*** Opening of Data to examine ***
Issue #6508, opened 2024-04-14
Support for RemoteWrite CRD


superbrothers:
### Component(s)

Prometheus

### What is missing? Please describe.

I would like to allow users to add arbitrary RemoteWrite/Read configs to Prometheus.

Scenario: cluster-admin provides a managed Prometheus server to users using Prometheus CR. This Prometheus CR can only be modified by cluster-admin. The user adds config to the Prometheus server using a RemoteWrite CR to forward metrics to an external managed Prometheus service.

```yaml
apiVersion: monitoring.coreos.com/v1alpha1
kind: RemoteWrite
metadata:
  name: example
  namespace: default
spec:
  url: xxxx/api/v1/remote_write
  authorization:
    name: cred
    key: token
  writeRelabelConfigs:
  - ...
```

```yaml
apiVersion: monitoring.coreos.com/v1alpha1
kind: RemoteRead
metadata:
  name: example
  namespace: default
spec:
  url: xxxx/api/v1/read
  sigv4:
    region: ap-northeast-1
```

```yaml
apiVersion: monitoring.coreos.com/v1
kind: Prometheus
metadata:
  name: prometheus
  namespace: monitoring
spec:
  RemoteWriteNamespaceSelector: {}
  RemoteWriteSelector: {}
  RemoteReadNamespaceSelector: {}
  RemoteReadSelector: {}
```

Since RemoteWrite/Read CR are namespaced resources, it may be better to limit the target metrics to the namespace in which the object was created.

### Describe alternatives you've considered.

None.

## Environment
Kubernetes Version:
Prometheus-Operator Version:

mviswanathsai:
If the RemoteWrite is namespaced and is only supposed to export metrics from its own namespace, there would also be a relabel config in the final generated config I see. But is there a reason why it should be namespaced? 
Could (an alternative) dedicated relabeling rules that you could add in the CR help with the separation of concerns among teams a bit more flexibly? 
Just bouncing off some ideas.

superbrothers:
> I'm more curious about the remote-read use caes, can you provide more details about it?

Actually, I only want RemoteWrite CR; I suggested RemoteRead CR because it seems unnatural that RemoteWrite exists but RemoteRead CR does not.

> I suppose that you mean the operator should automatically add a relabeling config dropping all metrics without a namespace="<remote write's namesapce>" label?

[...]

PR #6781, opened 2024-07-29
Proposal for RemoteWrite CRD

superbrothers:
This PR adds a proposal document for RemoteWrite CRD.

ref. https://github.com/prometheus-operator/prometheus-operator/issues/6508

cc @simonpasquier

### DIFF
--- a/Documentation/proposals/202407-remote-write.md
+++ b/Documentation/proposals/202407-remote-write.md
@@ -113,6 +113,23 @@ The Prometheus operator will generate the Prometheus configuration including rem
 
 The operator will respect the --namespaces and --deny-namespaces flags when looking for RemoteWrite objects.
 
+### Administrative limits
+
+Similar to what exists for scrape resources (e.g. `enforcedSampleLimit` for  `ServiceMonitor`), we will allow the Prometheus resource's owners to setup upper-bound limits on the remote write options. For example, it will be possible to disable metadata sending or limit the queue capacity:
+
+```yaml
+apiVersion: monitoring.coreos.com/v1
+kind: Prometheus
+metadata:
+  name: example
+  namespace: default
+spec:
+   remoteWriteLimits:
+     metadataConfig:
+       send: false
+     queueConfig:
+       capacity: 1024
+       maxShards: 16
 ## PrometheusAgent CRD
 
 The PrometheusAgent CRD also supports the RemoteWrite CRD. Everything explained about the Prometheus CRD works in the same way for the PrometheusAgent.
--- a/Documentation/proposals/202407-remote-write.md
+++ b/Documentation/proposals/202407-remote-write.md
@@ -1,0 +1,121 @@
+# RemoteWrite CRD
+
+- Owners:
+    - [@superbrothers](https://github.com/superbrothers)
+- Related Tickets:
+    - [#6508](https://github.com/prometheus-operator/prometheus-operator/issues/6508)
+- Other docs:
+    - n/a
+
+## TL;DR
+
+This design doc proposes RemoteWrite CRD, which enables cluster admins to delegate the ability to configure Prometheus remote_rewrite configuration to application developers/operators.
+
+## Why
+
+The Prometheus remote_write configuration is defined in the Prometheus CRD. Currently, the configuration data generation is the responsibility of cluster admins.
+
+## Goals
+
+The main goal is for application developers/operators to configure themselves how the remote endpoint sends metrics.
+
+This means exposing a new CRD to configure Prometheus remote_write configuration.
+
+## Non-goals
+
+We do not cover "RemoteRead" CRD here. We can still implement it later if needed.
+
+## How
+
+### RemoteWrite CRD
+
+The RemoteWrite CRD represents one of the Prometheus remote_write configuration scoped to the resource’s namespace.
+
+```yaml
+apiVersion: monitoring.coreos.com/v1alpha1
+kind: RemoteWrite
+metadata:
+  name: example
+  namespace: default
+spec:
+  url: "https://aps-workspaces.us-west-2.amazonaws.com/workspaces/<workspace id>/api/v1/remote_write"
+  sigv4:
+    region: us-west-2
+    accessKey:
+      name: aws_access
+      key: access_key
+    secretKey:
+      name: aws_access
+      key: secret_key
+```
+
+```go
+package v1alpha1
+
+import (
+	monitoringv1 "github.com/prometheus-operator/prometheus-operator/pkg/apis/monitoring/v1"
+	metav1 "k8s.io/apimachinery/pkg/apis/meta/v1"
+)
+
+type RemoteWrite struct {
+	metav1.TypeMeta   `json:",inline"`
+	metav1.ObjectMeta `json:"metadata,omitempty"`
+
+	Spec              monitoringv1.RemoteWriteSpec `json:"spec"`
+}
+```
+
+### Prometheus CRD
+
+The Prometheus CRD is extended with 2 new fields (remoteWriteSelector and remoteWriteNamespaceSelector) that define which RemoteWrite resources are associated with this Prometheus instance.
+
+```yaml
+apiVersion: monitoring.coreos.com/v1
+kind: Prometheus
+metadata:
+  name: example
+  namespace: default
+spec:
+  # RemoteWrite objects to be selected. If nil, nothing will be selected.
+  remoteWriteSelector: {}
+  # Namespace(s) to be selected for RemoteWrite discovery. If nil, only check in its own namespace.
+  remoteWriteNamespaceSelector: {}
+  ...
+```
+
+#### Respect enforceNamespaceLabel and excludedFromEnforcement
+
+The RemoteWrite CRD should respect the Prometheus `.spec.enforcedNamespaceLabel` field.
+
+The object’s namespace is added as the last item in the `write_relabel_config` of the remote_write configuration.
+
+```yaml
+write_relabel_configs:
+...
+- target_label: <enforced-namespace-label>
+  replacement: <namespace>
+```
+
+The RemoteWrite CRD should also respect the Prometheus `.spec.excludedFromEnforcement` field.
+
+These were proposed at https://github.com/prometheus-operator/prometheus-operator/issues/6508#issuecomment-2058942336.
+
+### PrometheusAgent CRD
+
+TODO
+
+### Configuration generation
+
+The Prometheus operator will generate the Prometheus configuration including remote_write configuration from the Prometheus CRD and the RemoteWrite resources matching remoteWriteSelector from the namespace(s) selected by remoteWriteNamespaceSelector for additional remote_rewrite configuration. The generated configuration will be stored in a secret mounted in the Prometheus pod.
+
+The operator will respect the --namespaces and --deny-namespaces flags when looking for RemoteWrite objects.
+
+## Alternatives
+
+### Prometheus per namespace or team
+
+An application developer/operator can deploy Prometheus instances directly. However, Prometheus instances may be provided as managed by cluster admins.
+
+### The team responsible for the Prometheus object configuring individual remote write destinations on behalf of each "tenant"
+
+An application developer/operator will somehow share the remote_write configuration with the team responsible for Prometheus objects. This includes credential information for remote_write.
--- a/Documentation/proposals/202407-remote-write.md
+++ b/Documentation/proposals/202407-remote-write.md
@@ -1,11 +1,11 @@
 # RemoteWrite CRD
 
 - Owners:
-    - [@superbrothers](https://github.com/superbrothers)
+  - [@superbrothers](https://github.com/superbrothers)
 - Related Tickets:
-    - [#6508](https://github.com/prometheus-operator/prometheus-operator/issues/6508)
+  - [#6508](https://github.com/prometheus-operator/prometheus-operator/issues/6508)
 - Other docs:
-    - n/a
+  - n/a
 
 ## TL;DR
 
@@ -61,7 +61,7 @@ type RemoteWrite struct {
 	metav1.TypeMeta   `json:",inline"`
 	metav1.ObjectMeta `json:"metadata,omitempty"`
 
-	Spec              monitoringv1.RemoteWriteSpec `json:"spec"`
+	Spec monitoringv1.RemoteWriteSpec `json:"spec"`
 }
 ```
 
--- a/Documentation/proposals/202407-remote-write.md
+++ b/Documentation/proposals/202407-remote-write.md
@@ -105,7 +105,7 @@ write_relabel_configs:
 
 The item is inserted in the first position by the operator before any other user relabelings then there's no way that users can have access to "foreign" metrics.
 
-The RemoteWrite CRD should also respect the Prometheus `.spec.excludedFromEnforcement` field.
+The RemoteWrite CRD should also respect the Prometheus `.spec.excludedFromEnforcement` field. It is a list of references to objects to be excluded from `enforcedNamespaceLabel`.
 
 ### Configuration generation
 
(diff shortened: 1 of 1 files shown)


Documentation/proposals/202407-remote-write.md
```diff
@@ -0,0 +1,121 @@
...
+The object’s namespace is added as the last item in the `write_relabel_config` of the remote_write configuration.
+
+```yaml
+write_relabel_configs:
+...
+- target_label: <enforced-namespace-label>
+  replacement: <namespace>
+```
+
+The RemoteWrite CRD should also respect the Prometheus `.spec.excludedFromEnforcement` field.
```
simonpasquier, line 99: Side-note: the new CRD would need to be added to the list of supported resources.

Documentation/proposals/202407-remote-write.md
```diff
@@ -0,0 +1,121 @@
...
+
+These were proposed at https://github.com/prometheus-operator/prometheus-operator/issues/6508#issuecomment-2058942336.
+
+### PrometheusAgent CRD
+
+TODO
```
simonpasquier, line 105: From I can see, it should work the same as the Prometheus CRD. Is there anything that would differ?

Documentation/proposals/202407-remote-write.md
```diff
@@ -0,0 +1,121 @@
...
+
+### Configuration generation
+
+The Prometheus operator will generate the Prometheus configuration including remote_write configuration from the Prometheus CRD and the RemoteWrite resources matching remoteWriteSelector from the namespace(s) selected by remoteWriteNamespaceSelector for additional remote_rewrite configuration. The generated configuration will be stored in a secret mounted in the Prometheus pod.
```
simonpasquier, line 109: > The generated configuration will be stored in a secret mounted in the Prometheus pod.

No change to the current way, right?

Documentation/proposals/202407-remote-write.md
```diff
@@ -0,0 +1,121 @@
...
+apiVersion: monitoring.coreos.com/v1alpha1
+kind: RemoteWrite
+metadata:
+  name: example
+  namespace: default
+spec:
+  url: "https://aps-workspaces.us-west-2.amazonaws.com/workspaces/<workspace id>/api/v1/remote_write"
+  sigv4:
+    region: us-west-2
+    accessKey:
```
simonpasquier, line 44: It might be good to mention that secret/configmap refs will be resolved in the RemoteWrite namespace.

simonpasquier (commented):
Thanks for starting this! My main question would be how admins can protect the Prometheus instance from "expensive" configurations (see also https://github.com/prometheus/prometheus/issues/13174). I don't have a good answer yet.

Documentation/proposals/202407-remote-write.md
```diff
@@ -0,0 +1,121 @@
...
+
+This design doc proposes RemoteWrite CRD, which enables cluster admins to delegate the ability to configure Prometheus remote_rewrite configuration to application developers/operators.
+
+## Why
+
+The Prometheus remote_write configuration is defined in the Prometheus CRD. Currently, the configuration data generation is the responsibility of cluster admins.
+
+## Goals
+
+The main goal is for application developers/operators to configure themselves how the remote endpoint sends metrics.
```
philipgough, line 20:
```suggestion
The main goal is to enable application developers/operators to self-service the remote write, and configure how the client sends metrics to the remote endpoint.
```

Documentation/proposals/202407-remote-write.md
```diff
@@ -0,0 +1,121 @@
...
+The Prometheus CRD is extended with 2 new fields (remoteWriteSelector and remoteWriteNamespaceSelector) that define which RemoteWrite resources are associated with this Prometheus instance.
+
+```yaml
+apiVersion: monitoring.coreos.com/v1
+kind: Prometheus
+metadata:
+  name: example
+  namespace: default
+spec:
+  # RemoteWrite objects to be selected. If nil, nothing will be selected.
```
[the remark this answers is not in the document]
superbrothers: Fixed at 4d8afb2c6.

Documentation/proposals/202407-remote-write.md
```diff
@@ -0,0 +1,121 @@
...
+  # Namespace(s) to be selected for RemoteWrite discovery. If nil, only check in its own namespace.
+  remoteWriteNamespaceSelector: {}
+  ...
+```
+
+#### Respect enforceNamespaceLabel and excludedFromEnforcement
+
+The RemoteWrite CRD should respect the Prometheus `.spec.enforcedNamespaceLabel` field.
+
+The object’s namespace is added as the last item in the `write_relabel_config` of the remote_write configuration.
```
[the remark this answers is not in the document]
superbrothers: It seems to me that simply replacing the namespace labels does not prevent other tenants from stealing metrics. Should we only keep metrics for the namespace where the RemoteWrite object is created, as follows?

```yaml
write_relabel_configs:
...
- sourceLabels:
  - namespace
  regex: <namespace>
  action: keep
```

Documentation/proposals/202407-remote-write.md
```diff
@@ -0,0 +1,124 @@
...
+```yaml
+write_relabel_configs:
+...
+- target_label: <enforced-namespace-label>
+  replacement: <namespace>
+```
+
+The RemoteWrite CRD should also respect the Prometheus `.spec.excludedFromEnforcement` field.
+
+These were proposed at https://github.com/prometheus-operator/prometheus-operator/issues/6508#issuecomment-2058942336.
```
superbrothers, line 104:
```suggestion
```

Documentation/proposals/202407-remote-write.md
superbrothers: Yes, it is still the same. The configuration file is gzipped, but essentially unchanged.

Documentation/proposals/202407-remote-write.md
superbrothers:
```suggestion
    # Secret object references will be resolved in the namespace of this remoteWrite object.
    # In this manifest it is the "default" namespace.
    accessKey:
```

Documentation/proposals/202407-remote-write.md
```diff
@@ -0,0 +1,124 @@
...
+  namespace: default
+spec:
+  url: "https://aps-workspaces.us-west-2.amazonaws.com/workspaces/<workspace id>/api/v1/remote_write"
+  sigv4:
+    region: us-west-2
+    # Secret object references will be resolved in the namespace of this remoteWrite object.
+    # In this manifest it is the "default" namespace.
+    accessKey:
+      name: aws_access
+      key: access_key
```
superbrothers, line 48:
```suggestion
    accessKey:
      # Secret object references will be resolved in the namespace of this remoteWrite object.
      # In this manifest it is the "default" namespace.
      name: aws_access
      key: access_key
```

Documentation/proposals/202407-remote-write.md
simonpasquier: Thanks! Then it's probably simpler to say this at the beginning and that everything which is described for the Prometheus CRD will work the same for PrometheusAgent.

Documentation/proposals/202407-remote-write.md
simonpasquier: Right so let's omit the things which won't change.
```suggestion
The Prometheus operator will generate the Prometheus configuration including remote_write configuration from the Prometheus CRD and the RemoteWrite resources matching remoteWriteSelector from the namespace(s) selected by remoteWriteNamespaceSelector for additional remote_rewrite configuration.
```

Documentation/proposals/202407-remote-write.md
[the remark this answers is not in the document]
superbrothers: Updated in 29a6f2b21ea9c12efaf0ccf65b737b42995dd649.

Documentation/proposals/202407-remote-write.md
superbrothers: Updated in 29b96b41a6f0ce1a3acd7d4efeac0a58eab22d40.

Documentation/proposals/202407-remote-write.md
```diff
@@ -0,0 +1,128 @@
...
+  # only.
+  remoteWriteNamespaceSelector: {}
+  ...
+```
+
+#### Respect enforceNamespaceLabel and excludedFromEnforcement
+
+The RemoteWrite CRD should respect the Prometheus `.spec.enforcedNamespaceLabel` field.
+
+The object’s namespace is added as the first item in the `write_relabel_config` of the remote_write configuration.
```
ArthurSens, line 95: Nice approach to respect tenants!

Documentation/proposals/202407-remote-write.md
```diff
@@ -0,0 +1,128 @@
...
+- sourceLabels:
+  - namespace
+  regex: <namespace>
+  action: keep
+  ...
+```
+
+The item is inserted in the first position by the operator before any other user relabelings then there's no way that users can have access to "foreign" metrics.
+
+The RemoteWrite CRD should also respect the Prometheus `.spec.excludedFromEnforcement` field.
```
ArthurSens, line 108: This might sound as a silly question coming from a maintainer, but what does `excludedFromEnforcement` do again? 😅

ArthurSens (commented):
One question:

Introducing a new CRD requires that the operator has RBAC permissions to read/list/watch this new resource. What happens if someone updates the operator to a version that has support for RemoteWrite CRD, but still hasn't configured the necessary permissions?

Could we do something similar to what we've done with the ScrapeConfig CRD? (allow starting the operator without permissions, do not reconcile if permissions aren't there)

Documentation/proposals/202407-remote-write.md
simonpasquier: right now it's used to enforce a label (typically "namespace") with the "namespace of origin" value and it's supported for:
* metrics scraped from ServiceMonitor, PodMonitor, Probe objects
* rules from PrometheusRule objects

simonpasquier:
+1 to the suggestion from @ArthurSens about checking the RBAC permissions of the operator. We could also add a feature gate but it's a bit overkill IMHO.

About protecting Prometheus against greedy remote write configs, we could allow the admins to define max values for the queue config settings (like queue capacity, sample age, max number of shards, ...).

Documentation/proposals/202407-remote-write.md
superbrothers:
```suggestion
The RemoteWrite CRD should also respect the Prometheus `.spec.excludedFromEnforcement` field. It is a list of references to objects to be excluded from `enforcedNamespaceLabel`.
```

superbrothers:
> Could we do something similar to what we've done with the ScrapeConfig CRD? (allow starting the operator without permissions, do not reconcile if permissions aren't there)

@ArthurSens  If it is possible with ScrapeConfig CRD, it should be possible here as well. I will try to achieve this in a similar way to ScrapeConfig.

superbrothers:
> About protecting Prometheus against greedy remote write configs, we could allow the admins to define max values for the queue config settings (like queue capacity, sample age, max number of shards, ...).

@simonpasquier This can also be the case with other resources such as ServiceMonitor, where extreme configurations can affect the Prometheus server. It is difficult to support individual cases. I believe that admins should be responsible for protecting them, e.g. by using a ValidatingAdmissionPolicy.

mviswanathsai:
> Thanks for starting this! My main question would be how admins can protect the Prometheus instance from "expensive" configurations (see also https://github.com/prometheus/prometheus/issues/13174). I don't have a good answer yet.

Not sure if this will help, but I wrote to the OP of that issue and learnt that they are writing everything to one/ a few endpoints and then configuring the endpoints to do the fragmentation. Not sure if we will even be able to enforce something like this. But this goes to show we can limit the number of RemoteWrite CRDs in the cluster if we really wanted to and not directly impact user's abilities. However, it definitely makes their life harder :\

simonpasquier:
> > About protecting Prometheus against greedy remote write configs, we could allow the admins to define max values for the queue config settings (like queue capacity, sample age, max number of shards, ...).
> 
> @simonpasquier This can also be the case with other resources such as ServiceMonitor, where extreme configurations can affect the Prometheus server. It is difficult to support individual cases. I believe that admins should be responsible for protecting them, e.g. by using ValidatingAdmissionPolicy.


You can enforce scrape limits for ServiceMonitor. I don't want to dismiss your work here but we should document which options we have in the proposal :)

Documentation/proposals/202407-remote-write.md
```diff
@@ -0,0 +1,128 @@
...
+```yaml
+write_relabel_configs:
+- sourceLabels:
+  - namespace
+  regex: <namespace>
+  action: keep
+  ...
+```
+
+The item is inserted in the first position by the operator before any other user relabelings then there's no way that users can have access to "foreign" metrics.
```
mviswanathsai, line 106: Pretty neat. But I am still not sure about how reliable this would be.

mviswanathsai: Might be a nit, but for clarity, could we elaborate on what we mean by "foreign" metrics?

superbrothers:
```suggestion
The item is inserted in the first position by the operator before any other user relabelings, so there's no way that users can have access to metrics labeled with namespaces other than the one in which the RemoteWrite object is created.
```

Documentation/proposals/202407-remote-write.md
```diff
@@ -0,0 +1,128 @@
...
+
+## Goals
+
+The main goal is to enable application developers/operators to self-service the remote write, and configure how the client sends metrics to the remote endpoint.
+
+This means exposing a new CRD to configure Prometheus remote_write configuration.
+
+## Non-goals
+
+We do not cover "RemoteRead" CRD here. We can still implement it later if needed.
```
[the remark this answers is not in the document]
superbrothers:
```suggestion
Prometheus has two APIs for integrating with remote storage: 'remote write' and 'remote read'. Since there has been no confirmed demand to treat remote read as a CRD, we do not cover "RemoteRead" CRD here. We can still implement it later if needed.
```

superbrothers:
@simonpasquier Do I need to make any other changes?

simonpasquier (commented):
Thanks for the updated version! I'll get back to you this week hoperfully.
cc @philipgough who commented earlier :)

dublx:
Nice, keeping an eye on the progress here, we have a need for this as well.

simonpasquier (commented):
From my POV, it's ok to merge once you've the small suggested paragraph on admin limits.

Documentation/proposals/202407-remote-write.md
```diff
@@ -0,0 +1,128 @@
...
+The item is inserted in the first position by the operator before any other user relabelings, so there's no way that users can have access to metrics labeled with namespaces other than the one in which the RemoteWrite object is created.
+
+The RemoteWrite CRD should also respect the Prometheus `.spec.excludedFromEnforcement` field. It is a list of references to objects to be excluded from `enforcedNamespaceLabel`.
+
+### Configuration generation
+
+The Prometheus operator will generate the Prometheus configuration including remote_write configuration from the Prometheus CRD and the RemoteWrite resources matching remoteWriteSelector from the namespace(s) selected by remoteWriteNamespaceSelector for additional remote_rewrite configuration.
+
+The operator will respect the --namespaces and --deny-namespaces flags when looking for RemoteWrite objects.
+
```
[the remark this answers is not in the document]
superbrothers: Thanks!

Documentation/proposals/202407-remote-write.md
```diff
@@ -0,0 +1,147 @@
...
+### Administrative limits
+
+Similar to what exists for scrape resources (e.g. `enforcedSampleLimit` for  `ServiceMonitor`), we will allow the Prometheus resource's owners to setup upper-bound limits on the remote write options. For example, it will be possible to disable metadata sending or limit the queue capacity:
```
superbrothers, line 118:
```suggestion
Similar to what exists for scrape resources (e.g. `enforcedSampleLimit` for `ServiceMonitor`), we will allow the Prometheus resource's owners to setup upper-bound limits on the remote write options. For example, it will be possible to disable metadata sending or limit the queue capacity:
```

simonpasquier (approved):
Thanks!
*** Close of Data to examine ***
◆ **Work to be completed**: If a line in the records above holds the string "resolved", copy it.

◆ **Solution to the problem**:
simonpasquier, line 44: It might be good to mention that secret/configmap refs will be resolved in the RemoteWrite namespace.
    # Secret object references will be resolved in the namespace of this remoteWrite object.
+    # Secret object references will be resolved in the namespace of this remoteWrite object.
      # Secret object references will be resolved in the namespace of this remoteWrite object.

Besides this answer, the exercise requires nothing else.